Hey, Adam Lambert Fans: I Take It All Back!

A columnist’s response to Twitterers who think he’s tone-deaf scum

I’m sorry, Adam Lambert fans.  I’ve been thinking, and I take back those nasty things I said about your guy.

I would love to see him performing on the Oscars, just as you all suggested to producer Adam Shankman on Sunday.

I read your comments on Twitter after I suggested otherwise, and you forced me to reconsider with remarks like this:

“What is your problem? How you homophobic or just plain hater?”

“@StevePond can drown in himself.”

“sorry bout your life steve … not really”

“Hey Steve PondScum –what’s with the Adam fan hate?”

And now, as you might have guessed, a confession: you didn’t really change my mind. I still don’t think Lambert should be on the show.

But it’s not because I hate him, or because I’m homophobic.

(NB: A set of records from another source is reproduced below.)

PR #730, opened 2021-04-06
interface - improved resource matching check

jeremylt:
As discussed in Slack

### DIFF
--- a/interface/ceed.c
+++ b/interface/ceed.c
@@ -595,7 +595,39 @@ int CeedSetData(Ceed ceed, void *data) {
 /// @{
 
 /**
+  @brief Get the list of avaliable resource names for Ceed contexts
+  Note: The caller is responsible for freeing the resources and priorities arrays,
+          but should not free the contents of the resources array.
+
+  @param[out] n          Number of avaliable resources
+  @param[out] resources  List of avaliable resource names
+  @param[out] priorities Resource name prioritization values, lower is better
+
+  @return An error code: 0 - success, otherwise - failure
+
+  @ref User
+**/
+// LCOV_EXCL_START
+int CeedRegistryGetList(size_t *n, char ***const resources,
+                        CeedInt **priorities) {
+  int ierr;
+
+  *n = num_backends;
+  ierr = CeedMalloc(*n, resources); CeedChk(ierr);
+  ierr = CeedMalloc(*n, priorities); CeedChk(ierr);
+  for (size_t i=0; i<num_backends; i++) {
+    *resources[i] = backends[i].prefix;
+    *priorities[i] = backends[i].priority;
+  }
+  return CEED_ERROR_SUCCESS;
+};
+// LCOV_EXCL_STOP
+
+/**
   @brief Initialize a \ref Ceed context to use the specified resource.
+  Note: Prefixing the resource with "help:" (e.g. "help:/cpu/self")
+    will result in CeedInt printing the current libCEED version number
+    and a list of current avaliable backend resources to stderr.
 
   @param resource  Resource to use, e.g., "/cpu/self"
   @param ceed      The library context
@@ -616,13 +648,34 @@ int CeedInit(const char *resource, Ceed *ceed) {
   // LCOV_EXCL_STOP
   ierr = CeedRegisterAll(); CeedChk(ierr);
 
+  // Check for help request
+  const char *help_prefix = "help";
+  size_t match_help;
+  for (match_help=0; match_help<4
+       && resource[match_help] == help_prefix[match_help]; match_help++) {}
+  if (match_help == 4) {
+    fprintf(stderr, "libCEED version: %d.%d%d%s\n", CEED_VERSION_MAJOR,
+            CEED_VERSION_MINOR, CEED_VERSION_PATCH,
+            CEED_VERSION_RELEASE ? "" : "+development");
+    fprintf(stderr, "Avaliable backend resources:\n");
+    for (size_t i=0; i<num_backends; i++) {
+      fprintf(stderr, "  %s\n", backends[i].prefix);
+    }
+    fflush(stderr);
+    match_help = 5; // Delineating character expected
+  } else {
+    match_help = 0;
+  }
+
+  // Find best match, currently computed as number of matching characters
+  //   from requested resource stem but may use Levenshtein in future
   size_t stem_length;
-  for (stem_length=0; resource[stem_length]
-       && resource[stem_length] != ':'; stem_length++) {}
+  for (stem_length=0; resource[stem_length+match_help]
+       && resource[stem_length+match_help] != ':'; stem_length++) {}
   for (size_t i=0; i<num_backends; i++) {
     size_t n;
     const char *prefix = backends[i].prefix;
-    for (n=0; prefix[n] && prefix[n] == resource[n]; n++) {}
+    for (n=0; prefix[n] && prefix[n] == resource[n+match_help]; n++) {}
     priority = backends[i].priority;
     if (n > matchlen || (n == matchlen && matchpriority > priority)) {
       matchlen = n;
@@ -727,9 +780,9 @@ int CeedInit(const char *resource, Ceed *ceed) {
   (*ceed)->debug = !!getenv("CEED_DEBUG") || !!getenv("DBG");
 
   // Backend specific setup
-  ierr = backends[matchidx].init(resource, *ceed); CeedChk(ierr);
+  ierr = backends[matchidx].init(&resource[match_help], *ceed); CeedChk(ierr);
 
-  // Copy resource prefix, if backend setup sucessful
+  // Copy resource prefix, if backend setup successful
   size_t len = strlen(backends[matchidx].prefix);
   char *tmp;
   ierr = CeedCalloc(len+1, &tmp); CeedChk(ierr);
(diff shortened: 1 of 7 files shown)


interface/ceed.c
```diff
@@ -616,22 +616,31 @@ int CeedInit(const char *resource, Ceed *ceed) {
   // LCOV_EXCL_STOP
   ierr = CeedRegisterAll(); CeedChk(ierr);
 
+  size_t stem_length;
+  for (stem_length=0; resource[stem_length]
+       && resource[stem_length] != ':'; stem_length++) {}
```
jeremylt, line 621: This assumes the delinator for device information is a `:`

nbeams: That's what I was planning in my branch (I'll push it soon -- I'm running into some technical issues testing the HIP version to make sure it works, but the CUDA version is working to set the device to something other than 0).

jeremylt:
Ah, codecov wants excelsion markers in the tests. I'll add soon

nbeams (approved):
LGTM.

Two minor comments for potential discussion but which I don't see as real problems that must be addressed:
 -  The CUDA (and HIP) backends will behave differently than the rest due to the current setup, which is meant to allow `/gpu/cuda` and `/gpu/hip` work (they currently will default to `gen`, though it's currently broken and should be fixed by my upcoming PR).  But because of this, for example, `/gpu/cuda/share` will match to `/gpu/cuda/shared` without giving an error, but `gpu/cuda/magm` will fail and suggest `/gpu/cuda/magma` (which the user was surely wanting).  
  - If the user has a typo like `/gpu/cuda/magam/det`, libCEED will suggest the closest match is `/gpu/cuda/magma` rather than `/gpu/cuda/magma/det`.  However, again, I don't think this is really a problem, since the message is clear enough that the user should realize the typo was the problem.

YohannDudouit (commented):
Since this discussion is now open, I would prefer to do something more in line with what @jedbrown suggested: "Closest prefix match and Levenshtein matches".
Ideally, I think the backend matching errors should look like the following examples:
- When `CUDA_DIR` omitted, asking for "/gpu/cuda/shared" should return an error of the type "/gpu/cuda/shared is unavailable, libCEED was compiled without CUDA support, please recompile libCEED and specify the CUDA_DIR variable corresponding to the location of the CUDA libraries on your machine."
- When Levenshtein distance is inferior to 1 (or 2, or more?) to an existing backend, an error message of the type "/gpu/cudq/shared does not name a backend, did you mean /gpu/cuda/shared?".
- When "/gpu/cuda/zzzz" is asked, an error message of the type "/gpu/cuda/zzzz does not name a backend, please use /gpu/cuda to let libCEED automatically select a CUDA backend, or use one of the following backend: /gpu/cuda/ref, /gpu/cuda/shared, /gpu/cuda/gen, /gpu/cuda/magma, /gpu/cuda/magma/det, /gpu/cuda/occa."

Same kind of behavior for HIP, AVX, libXSMM, MAGMA, OCCA...

jeremylt:
That is a bunch of special case string checking for C. I think those asks should be trimmed back.

jedbrown:
I wouldn't bother with Levenshtein distances at this time. `CUDA_DIR` is meant to be of compile-time significance, but not necessary at run time. I also think we don't have to be smart at this time; just printing a list of known backends won't swamp the user at this time. We can make it smarter when we learn of users being overwhelmed by the full list.

jeremylt:
Gap of my knowledege here - two questions

Can we currently do something like `ceed -v` (like `gcc -v`) and get the version information (I thought we had discussed it at some point)

If so, could we make `ceed --backends` work similarly?

jedbrown:
We don't have an executable named `ceed` and even if we did, it'd be trouble for a user of an application that calls libCEED (via MFEM or PETSc or ...) to track down some corresponding helper application. What I had in mind was that `CeedInit("help", &ceed)` would print useful things to stderr. We could extend it to `"help:/cpu/self"` to allow printing the help but also continuing without error. This could include version information, and would be useful to debug even within a GUI application that uses libCEED.

jedbrown:
Environment variables are an alternative way to procure such diagnostics, but an external user can't change them on a running application.

jeremylt:
We could make a new function that provides a list of available backends instead of smuggling the functionality in `CeedInit`

jedbrown:
We should do that, but standard debugging/diagnostics would still be useful, especially for one of us working with an unfamiliar application via an RFC2822 terminal.

jeremylt:
Perhaps we call through to a backend listing function `CeedListBackends(char *list)` and dump the result to stderr if we call `CeedInit("help", &ceed)`, such as via setting an ceed resource command line arg `-ceed help`?

jedbrown:
Yes, though perhaps `CeedRegistryGetList(size_t *n, const char *const *list)`. I don't know if it should also return priorities. Cheap access to sorted lists are used for things like bash autocomplete, GUIs, and smart editor modes for input files (e.g., [MOOSE autocomplete](https://github.com/dschwen/autocomplete-moose)). LibCEED is not that high level, but we should do our best to provide the tools to facilitate.

jeremylt:
If we output priorities too, that's sounding like a good place to output a JSON

jeremylt:
Perhaps a human readable output for `-ceed help` and a JSON for `CeedRegistryGetList(size_t *n, const char *const *list)`

jedbrown:
Why JSON? That would require us to allocate and copy into a JSON buffer, and the caller to parse the JSON (another copy). It's not that much data, but I don't see the benefit over simple native data structures (like an array of strings). The only place my feeble mind sees actually wanting JSON is in client-side JavaScript (none of which exists now or is in scope for libCEED).

jeremylt:
I was thinking of the case where we are providing the string resource name and integer priority number. That's a more complex structure, unless you were thinking of just providing two separate arrays?

jedbrown:
That's what I had in mind, yes.

jeremylt:
CI is happy. I think we're on the same page now.

interface/ceed.c
```diff
@@ -594,8 +594,40 @@ int CeedSetData(Ceed ceed, void *data) {
...
+  @ref User
+**/
+// LCOV_EXCL_START
+int CeedRegistryGetList(size_t *n, char ***const resources,
+                        CeedInt **priorities) {
+  int ierr;
+
+  *n = num_backends;
+  ierr = CeedMalloc(*n, resources); CeedChk(ierr);
+  ierr = CeedMalloc(*n, priorities); CeedChk(ierr);
```
jedbrown, line 617: `priorities` could be optional so you don't have to declare the variable and then free it if you won't use it.

interface/ceed.c
```diff
@@ -594,8 +594,40 @@ int CeedSetData(Ceed ceed, void *data) {
 /// @addtogroup CeedUser
 /// @{
 
+/**
+  @brief Get the list of avaliable resource names for Ceed contexts
+  Note: The caller is responsible for freeing the resources and priorities arrays,
+          but should not free the contents of the resources array.
```
jedbrown, line 600: We should explain how to free. `CeedFree` is in `ceed/backend.h` and I don't think we want to require that `CeedMalloc` be freeable with `free()`. So we should probably use raw `malloc` here.

jedbrown (approved):

YohannDudouit (changes requested):
I still think it would be valuable to recognize requests for existing but unavailable backends. Don't you think that each CUDA/HIP/libXSMM/MAGMA/OCCA backend's `CeedInit_*` could define its own error message to inform the user how to make available an existing unavailable backend? I think it shouldn't be too hard to fit in the design.

interface/ceed.c
```diff
@@ -616,22 +652,52 @@ int CeedInit(const char *resource, Ceed *ceed) {
...
+  // Check for help request
+  const char *help_prefix = "help";
+  size_t match_help;
+  for (match_help=0; match_help<4
+       && resource[match_help] == help_prefix[match_help]; match_help++) {}
+  if (match_help == 4) {
+    fprintf(stderr, "libCEED version: %d.%d%d%s\n", CEED_VERSION_MAJOR,
+            CEED_VERSION_MINOR, CEED_VERSION_PATCH,
+            CEED_VERSION_RELEASE ? "" : "+development");
+    fprintf(stderr, "Avaliable backend resources:\n");
```
YohannDudouit, line 664: typo

tests/junit.py
```diff
@@ -98,6 +98,10 @@ def run(test, backends):
                     case.add_skipped_info('device memory not supported {} {}'.format(test, ceed_resource))
 
             if not case.is_skipped():
+                if test[:4] in 't006 t007'.split():
+                    check_required_failure(case, proc.stderr, 'No suitable backend:')
+                if test[:4] in 't008'.split():
+                    check_required_failure(case, proc.stderr, 'Avaliable backend resources:')
```
YohannDudouit, line 104: typo

interface/ceed.c
YohannDudouit:
```suggestion
    fprintf(stderr, "Available backend resources:\n");
```

tests/junit.py
YohannDudouit:
```suggestion
                    check_required_failure(case, proc.stderr, 'Available backend resources:')
```

jeremylt:
Each backend's `CeedInit` is not compiled if they are not supported, so that backend can't generate an error message stating that it is not compiled.

We could create some new function to do that with the weak registration perhaps? But we'd have to be careful to prevent errant matches against the weakly registered backends, perhaps by setting the priority value to MAX_INT.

The fact is, I think Lambert is pretty good. I think he should have won “American Idol” last season, and the fact that the perfectly pleasant Kris Allen did speaks to the conservatism of the voters, and maybe to something worse. (Let’s just say that the Entertainment Weekly cover essentially outing Lambert just before the finale probably didn’t help his cause.)

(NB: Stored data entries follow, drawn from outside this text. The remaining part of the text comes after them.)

PR #725, opened 2021-04-01
Document release procedures

pazner:
Add some documentation for the release procedure. For now I've added documentation for the Julia interface, @jedbrown can add notes for C, Python, and Rust.

PR #732, opened 2021-04-07
header - update minor version in header definition

jeremylt:


jeremylt:
This should be added to #725

jedbrown (approved):
Damn, thanks for catching. Making this authoritative would be nice.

I went to one taping of the show this past season, when Lambert performed Nina Simone’s “Feeling Good,” and I thought he was spectacular, in that insanely melodramatic way of his.

But look, the Oscars are not “American Idol,” or the Grammys, or a variety show. They are not a showcase for performances. They are designed for a single purpose: to honor the best film achievements of the year.

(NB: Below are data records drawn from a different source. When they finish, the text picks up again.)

PR #733, opened 2021-04-07
Extra error message for uncompiled backends

jeremylt:
One of these days I'll figure out how to get  spellcheck to stop turning itself off.


YohannDudouit (approved):

jeremylt:
Added perhaps a better error message for existing but uncompiled backends:

> $ ./build/t000-ceed /cpu/self/xsmm/serial
/home/jeremy/Dev/libCEED/backends/ceed-backend-weak.c:9 in CeedInit_Weak(): Backend not currently compiled: /cpu/self/xsmm/serial
Aborted (core dumped)

backends/ceed-backend-weak.c
```diff
@@ -1,17 +1,30 @@
...
+                   "Backend not currently compiled: %s", resource);
+}
+
+// This function provides a debug target for weak symbols
+static int CeedRegister_Weak(const char *name, int num_prefixes, ...) {
   if (getenv("CEED_DEBUG")) fprintf(stderr, "Weak %s\n", name);
+  va_list prefixes;
+  va_start(prefixes, num_prefixes);
+  for (int i=0; i<num_prefixes; i++) {
+    CeedRegister(va_arg(prefixes, const char*), CeedInit_Weak, UINT_MAX);
```
jeremylt, line 19: Registered with largest possible priority value so that `CeedInit_Weak` only runs on an exact character for character match

backends/ceed-backend-list.h
```diff
@@ -5,24 +5,24 @@
...
+MACRO(CeedRegister_Memcheck_Serial, 1, "/cpu/self/memcheck/serial")
+MACRO(CeedRegister_Occa, 4, "/cpu/self/occa", "/cpu/openmp/occa", "/gpu/hip/occa", "/gpu/cuda/occa")
+MACRO(CeedRegister_Opt_Blocked, 1, "/cpu/self/opt/blocked")
+MACRO(CeedRegister_Opt_Serial, 1, "/cpu/self/opt/serial")
+MACRO(CeedRegister_Ref, 1, "/cpu/self/ref/serial")
+MACRO(CeedRegister_Ref_Blocked, 1, "/cpu/self/ref/blocked")
+MACRO(CeedRegister_Tmpl, 1, "/cpu/self/tmpl")
+MACRO(CeedRegister_Tmpl_Sub, 1, "/cpu/self/tmpl/sub")
+MACRO(CeedRegister_Xsmm_Blocked, 1, "/cpu/self/xsmm/blocked")
+MACRO(CeedRegister_Xsmm_Serial, 1, "/cpu/self/xsmm/serial")
```
jedbrown, line 28: This is a pretty clean solution, though I really don't love the redundancy and don't know how this can extend to programmatically generated resource strings (I think we've discussed this for multiple devices and maybe other contexts). One of my thoughts was that `ceed-backend-list.h` could some day be automatically generated by the build system, from scanning the source directories for matching declarations.

When we load plugins, there is definitely no centralized list. That would put them on unequal footing from in-package backends. I would have said that a simpler, and more generic error message would be sufficient, but now that you've put this together, I'm not going to object. I would like to hear other opinions.

jeremylt: I agree that the redundancy felt bad while I was building this. It would have been easier/cleaner if we didn't have a backend that responded to substantially different names (OCCA).

I'm definitely ok omitting this code if we prefer, I mostly put it together to see 1) if I could somewhat cleanly and 2) if we like it.

interface/ceed.c
```diff
@@ -661,9 +674,11 @@ int CeedInit(const char *resource, Ceed *ceed) {
     fprintf(stderr, "libCEED version: %d.%d%d%s\n", CEED_VERSION_MAJOR,
             CEED_VERSION_MINOR, CEED_VERSION_PATCH,
             CEED_VERSION_RELEASE ? "" : "+development");
-    fprintf(stderr, "Avaliable backend resources:\n");
+    fprintf(stderr, "Available backend resources:\n");
     for (size_t i=0; i<num_backends; i++) {
-      fprintf(stderr, "  %s\n", backends[i].prefix);
+      // Only report compiled backends
+      if (backends[i].priority < CEED_MAX_BACKEND_PRIORITY)
+        fprintf(stderr, "  %s\n", backends[i].prefix);
```
YohannDudouit, line 681: That's cool!

backends/ceed-backend-weak.c
```diff
@@ -2,16 +2,31 @@
...
 #include <stdio.h>
 
-// This function provides a debug target for weak symbols
 // LCOV_EXCL_START
-static int CeedRegister_Weak(const char *name) {
+// This function provides improved error messages for uncompiled backends
+static int CeedInit_Weak(const char *resource, Ceed ceed) {
+  return CeedError(ceed, CEED_ERROR_UNSUPPORTED,
+                   "Backend not currently compiled: %s", resource);
+}
```
YohannDudouit, line 10: That's great, how difficult would it be to let backends personalize the error message? But I think this is great already.

backends/ceed-backend-list.h
YohannDudouit: I think the feature it brings is nice, I'm not too concerned about the style, but I might not see the issue you foresee.

YohannDudouit (approved):
Thank you for doing this @jeremylt , I think this would be a nice addition.

backends/ceed-backend-weak.c
jeremylt: I mean, technically we could hack it in as extra information in the string holding the resource name in the MACRO. Not sure if I like it, but it'll *work*.

jedbrown: It could take pairs of strings, one stating the resource name and the other explaining which make options are needed (`make CUDA_DIR=/path/to/cuda`), but I think this is hard to test and wrong/outdated information is worse than less detailed information that accurately identifies the problem.

jeremylt: We could just change the message to
```
$ ./build/t000-ceed /cpu/self/xsmm/serial
/home/jeremy/Dev/libCEED/backends/ceed-backend-weak.c:9 in CeedInit_Weak(): Backend not currently compiled: /cpu/self/xsmm/serial
Consult the installation instructions to compile this backend
Aborted (core dumped)
```

jeremylt: done

jedbrown (approved):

If a song isn’t nominated (and I absolutely agree that they often nominate the wrong songs), it doesn’t make sense to perform it on the Oscar show.

And the times when musical numbers are inserted into the show not because the songs have earned a spot on the Oscar stage, but because the producers want to add entertainment value, have consistently been moments when, to me, the show has run off course.

In that judgment, I include everything from the Lord of the Dance in 1997 to last year’s bloated Hugh Jackman/Beyonce medley.

And here’s the deal: there is NO REASON for “Time for Miracles” to be performed on the Oscar show. It’s not eligible in the best-song category, because it wasn’t written specifically for the movie. It couldn’t have been, since one of its songwriters died before “2012” was ever shot.

(You probably don’t want to know my opinion of the song, but I’ll tell you anyway: it’s well-sung schmaltz, with wildly if likeably over-the-top production that just might make it a guilty pleasure if it didn’t get so danged overwrought at the end. Sorry, but I was never a Power Ballad kind of guy.)

If there’s another song that gets nominated … and if that other song makes sense for Lambert’s voice … and if the original performer doesn’t want to do it on the Oscar show … well, then I’m open to Lambert. Unless it’s say, a song like “The Weary Kind” from “Crazy Heart,” which needs an understated, low-key performance. (Adam is a lot of things, but understated is not one of them.)

And if Shankman wants to work Lambert into a medley or something, I’ll listen with an open mind.

Of course, before listening I still might cringe, and I might argue that singing one song in a bad movie and “doing musical theater for years” is not enough of a resume to qualify a performer for the Oscars.

But I don’t hate Lambert. Honest.

I just think that the pop flavor of the moment (who may be the flavor for years, for all I know) deserves to be showcased in lots of places. But the Academy Awards is not one of those places.

If you still want to try to change my mind, feel free.

And if anybody wants to suggest who else might be great on the Oscars, or what Adam Shankman really ought to do to guarantee an exciting show, my ears are open and the comment boxes are waiting below.

I’ll compile and revisit the best suggestions in a couple of days.